■ Your task:
Beneath this line are the data; copy exactly the part of them that opens with the line containing "PR #1011, opened 2021-04-20" and closes with the line containing "Currently App3 highlights", and only that part.

◆ ◆ ◆ ◆ ◆

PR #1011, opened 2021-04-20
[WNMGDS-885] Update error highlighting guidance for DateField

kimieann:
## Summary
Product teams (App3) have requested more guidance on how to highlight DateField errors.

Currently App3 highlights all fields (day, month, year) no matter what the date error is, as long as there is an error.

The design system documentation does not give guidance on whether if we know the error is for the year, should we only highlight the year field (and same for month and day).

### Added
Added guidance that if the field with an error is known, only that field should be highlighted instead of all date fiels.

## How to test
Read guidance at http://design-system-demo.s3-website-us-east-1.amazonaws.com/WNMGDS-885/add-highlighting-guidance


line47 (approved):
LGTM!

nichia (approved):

◆ ◆ ◆ ◆ ◆

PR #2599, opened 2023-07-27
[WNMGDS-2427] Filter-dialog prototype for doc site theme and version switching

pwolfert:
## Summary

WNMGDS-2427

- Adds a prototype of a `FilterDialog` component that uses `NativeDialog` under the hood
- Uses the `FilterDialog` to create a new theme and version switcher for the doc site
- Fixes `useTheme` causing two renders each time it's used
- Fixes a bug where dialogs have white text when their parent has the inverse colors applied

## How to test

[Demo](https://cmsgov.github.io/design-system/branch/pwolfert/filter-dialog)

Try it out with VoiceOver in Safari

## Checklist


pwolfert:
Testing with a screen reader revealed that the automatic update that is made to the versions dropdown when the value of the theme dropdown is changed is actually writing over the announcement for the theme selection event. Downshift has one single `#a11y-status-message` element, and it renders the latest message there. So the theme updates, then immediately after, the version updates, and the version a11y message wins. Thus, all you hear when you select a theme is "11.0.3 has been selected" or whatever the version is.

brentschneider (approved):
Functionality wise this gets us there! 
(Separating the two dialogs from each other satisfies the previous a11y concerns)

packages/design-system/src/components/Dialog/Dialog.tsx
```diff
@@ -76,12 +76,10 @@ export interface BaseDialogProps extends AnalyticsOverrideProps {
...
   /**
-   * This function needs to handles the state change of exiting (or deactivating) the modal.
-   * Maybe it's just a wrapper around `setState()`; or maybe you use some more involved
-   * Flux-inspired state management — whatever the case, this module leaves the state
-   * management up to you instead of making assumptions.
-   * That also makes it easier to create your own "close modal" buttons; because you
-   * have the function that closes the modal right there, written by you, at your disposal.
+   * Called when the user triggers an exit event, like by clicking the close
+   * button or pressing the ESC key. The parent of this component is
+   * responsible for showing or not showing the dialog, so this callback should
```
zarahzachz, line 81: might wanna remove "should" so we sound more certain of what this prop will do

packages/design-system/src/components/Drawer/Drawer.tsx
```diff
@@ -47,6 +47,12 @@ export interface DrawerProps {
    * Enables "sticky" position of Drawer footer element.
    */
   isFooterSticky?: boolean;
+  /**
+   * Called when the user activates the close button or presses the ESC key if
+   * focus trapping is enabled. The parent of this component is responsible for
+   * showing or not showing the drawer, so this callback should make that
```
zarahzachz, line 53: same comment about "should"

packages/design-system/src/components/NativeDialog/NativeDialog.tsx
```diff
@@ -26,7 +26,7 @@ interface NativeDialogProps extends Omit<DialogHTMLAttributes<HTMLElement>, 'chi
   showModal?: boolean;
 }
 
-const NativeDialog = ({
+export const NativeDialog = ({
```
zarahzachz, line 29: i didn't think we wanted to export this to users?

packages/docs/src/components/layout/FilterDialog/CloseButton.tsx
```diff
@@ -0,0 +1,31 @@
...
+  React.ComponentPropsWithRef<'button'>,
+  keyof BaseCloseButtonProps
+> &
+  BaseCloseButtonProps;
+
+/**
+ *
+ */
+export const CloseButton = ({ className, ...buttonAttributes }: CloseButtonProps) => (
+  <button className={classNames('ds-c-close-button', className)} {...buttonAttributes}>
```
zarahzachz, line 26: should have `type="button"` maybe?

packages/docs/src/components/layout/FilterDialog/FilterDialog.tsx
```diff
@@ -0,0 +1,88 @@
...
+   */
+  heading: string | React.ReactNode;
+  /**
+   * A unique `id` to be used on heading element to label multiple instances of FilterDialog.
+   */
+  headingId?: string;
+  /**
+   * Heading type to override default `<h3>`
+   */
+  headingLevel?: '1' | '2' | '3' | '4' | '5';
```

◆ ◆ ◆ ◆ ◆

■ Answer to this exercise:
PR #1011, opened 2021-04-20
[WNMGDS-885] Update error highlighting guidance for DateField

kimieann:
## Summary
Product teams (App3) have requested more guidance on how to highlight DateField errors.

Currently App3 highlights all fields (day, month, year) no matter what the date error is, as long as there is an error.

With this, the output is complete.